◆ Aim of the exercise ◆
Every line in the records below that holds the word "unwrap" is to be copied.

(Stored data)
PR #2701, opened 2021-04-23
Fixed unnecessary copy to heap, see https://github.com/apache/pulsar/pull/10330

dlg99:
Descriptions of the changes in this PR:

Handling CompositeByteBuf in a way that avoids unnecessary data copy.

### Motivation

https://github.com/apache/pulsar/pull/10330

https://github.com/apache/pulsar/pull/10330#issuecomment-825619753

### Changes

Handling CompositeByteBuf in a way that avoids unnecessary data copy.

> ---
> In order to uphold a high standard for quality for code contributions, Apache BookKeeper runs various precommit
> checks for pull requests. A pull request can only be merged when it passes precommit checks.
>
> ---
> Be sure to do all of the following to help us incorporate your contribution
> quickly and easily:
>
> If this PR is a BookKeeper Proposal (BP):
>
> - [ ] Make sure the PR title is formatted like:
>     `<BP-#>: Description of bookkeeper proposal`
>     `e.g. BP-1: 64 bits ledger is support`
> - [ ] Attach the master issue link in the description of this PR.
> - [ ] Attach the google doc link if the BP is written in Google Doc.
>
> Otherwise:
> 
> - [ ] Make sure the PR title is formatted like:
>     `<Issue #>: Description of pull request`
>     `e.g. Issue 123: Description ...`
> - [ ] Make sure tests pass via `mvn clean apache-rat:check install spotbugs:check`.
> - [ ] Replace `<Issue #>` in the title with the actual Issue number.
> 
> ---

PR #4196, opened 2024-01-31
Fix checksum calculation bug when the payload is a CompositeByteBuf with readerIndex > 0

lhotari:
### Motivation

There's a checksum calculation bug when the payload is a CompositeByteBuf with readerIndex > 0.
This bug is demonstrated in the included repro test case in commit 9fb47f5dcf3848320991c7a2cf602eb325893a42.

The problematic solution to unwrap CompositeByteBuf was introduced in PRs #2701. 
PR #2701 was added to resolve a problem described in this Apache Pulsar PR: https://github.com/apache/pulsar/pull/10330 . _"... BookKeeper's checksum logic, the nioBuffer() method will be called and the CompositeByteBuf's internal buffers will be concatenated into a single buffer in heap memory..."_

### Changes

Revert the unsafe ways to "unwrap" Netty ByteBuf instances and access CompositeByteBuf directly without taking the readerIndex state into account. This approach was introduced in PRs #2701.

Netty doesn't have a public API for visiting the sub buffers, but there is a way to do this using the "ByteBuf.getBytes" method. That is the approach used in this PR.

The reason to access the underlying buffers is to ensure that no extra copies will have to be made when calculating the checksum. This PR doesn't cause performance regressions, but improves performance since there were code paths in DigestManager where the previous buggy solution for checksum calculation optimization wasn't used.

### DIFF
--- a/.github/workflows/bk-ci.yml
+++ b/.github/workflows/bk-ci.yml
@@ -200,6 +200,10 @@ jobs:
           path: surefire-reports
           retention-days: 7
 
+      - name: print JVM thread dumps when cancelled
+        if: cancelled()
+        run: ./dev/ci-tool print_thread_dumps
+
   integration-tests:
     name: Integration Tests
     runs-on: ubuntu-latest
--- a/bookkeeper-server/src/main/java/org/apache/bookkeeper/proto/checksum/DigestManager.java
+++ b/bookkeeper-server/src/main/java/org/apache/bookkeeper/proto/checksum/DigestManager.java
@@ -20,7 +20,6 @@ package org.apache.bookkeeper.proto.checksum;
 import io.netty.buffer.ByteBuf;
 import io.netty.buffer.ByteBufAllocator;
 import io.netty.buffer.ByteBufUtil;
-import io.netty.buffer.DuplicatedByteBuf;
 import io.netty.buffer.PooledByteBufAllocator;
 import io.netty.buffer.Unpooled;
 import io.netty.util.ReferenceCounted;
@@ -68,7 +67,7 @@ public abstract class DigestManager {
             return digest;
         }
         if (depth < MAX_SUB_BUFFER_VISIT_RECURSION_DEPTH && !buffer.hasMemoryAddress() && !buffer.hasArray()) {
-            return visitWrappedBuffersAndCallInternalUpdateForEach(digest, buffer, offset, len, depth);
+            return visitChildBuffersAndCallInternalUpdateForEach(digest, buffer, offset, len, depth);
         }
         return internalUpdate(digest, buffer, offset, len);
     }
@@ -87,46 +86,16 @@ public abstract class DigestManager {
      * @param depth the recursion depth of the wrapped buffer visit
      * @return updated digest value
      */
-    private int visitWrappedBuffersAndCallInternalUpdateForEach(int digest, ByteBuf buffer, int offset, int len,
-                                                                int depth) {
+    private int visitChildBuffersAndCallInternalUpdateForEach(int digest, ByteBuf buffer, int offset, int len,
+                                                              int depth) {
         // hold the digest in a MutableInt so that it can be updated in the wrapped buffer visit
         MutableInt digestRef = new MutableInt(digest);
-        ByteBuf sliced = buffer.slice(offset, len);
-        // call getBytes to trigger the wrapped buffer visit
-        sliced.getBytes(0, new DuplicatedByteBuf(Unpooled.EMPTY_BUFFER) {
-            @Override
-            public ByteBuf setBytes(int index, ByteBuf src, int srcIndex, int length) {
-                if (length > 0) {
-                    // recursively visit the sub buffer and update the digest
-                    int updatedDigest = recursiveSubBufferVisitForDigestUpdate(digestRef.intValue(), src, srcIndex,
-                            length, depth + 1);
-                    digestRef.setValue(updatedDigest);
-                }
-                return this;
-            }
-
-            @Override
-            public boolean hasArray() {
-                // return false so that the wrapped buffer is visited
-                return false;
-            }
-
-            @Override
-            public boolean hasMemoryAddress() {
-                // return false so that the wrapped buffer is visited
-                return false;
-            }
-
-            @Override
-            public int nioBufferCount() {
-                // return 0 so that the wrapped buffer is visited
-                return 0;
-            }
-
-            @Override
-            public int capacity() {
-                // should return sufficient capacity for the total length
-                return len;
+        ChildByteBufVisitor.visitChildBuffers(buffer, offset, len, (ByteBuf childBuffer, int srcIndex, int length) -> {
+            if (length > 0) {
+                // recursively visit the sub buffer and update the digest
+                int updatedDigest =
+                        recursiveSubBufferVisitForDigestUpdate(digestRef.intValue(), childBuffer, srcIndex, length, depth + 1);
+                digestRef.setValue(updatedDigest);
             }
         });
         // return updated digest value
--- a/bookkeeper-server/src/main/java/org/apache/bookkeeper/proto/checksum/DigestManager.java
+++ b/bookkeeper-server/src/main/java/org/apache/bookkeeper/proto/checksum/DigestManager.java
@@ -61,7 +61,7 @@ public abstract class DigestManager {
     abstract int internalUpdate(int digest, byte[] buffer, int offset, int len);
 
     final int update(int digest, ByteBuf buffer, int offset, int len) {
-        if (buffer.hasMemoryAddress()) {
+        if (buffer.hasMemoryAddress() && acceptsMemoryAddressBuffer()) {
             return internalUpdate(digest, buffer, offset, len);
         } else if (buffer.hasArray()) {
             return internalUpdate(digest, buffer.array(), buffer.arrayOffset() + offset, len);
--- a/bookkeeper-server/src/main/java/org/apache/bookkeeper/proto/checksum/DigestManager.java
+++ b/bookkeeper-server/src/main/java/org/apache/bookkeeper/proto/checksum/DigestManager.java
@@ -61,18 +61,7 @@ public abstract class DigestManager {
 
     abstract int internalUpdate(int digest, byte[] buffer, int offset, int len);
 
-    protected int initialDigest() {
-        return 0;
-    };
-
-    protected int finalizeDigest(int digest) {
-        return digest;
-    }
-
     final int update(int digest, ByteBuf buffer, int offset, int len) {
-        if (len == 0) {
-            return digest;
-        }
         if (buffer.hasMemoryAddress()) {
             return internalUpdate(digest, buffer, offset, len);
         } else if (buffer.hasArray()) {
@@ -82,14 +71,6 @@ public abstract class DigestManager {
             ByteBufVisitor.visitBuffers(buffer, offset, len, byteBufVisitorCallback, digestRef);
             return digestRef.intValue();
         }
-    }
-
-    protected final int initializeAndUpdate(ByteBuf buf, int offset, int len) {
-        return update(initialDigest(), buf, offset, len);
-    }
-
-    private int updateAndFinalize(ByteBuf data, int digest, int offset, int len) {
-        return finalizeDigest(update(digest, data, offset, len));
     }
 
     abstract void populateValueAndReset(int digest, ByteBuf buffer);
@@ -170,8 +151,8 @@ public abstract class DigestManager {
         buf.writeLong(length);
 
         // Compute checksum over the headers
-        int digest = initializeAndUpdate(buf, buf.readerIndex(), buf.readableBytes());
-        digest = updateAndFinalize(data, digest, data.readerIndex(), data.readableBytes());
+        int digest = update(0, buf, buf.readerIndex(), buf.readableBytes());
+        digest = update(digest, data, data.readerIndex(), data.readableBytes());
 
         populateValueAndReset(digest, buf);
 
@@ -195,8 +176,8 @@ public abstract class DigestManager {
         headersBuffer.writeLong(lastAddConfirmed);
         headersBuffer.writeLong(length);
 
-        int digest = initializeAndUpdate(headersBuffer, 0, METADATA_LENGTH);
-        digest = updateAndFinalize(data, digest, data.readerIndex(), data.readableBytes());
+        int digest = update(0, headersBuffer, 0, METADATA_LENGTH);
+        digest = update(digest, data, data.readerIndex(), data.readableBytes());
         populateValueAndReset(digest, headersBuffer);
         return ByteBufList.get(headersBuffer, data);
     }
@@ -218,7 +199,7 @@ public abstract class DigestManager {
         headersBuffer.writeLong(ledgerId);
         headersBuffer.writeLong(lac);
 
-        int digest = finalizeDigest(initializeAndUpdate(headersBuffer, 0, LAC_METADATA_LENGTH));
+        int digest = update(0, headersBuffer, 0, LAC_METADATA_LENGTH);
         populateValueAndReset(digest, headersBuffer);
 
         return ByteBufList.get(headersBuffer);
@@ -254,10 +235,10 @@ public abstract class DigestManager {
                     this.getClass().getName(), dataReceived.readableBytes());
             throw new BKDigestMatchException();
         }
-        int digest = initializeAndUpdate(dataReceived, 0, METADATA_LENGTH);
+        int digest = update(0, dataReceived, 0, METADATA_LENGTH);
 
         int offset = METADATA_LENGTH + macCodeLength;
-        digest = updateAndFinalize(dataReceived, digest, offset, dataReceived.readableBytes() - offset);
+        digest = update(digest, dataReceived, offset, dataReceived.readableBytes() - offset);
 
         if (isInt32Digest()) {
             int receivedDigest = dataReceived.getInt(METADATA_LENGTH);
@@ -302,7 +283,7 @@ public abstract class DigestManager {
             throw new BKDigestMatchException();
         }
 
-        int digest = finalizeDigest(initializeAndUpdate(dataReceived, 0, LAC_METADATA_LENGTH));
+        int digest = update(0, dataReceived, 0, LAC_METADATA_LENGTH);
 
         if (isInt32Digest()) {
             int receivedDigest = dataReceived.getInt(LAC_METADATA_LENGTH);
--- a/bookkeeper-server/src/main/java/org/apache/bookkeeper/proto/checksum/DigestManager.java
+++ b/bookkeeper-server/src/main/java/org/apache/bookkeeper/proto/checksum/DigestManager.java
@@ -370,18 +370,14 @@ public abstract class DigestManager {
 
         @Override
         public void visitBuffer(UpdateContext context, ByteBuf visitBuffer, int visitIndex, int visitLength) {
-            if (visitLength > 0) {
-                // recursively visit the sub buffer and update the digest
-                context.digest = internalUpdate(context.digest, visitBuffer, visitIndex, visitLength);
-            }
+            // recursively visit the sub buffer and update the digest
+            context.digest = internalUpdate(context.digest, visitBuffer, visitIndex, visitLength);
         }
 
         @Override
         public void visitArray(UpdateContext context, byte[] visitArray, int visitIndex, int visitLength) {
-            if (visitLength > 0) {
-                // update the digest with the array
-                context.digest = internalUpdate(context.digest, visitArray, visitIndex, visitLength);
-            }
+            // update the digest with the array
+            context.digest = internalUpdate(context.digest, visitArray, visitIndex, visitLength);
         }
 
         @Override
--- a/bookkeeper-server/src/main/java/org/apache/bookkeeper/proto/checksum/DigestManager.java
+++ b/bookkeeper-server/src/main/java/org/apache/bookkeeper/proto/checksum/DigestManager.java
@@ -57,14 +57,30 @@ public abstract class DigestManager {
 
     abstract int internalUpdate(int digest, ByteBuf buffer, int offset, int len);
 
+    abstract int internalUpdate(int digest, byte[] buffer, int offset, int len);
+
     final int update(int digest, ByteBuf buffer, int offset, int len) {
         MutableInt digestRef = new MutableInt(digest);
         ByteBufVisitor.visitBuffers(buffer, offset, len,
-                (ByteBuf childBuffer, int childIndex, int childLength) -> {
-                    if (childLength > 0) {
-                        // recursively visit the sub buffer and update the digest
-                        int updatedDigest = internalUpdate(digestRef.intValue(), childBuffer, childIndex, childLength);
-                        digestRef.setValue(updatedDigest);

◆ Written response ◆
The problematic solution to unwrap CompositeByteBuf was introduced in PRs #2701. 
Revert the unsafe ways to "unwrap" Netty ByteBuf instances and access CompositeByteBuf directly without taking the readerIndex state into account. This approach was introduced in PRs #2701.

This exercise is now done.